- [Data supplied]

===

PR #20, opened 2014-09-10
Basic Registration Sample

jeffposnick:
@jakearchibald @KenjiBaheux

The first of the micro-samples, which will likely be linked to from [Know Your Service Worker](https://jeffposnick.github.io/know-your-service-worker/cookbook.html) but are being kept in this repo for consistency with the overall samples strategy.

Other micro-samples to follow, roughly following what's outlined in [this list](https://jeffposnick.github.io/know-your-service-worker/cookbook.html).

You can view a live version of these changes at https://rawgit.com/jeffposnick/samples/sw-registration-basic/service-worker/registration/index.html

### DIFF
--- a/service-worker/registration/README.md
+++ b/service-worker/registration/README.md
@@ -1,0 +1,5 @@
+Service Worker Sample: Basic Registration
+===
+See https://googlechrome.github.io/samples/service-worker/registration/index.html for a live demo.
+
+Learn more at http://www.chromestatus.com/feature/6561526227927040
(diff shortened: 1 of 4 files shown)


jeffposnick:
I'd like to move ahead on the other samples, so I'm going to be merging this in. There's another PR incoming with similar content, so feel free to comment on that one if there's something fundamental that needs to change, and I'll apply those changes to all of the samples.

===

- [Exercise aim]
Exact copies of the lines from the one holding "more at http://www.chromestatus.com/feature/6561526227927040" through the last line above, and only those, make up the answer.

- [Task result]
+Learn more at http://www.chromestatus.com/feature/6561526227927040
(diff shortened: 1 of 4 files shown)


jeffposnick:
I'd like to move ahead on the other samples, so I'm going to be merging this in. There's another PR incoming with similar content, so feel free to comment on that one if there's something fundamental that needs to change, and I'll apply those changes to all of the samples.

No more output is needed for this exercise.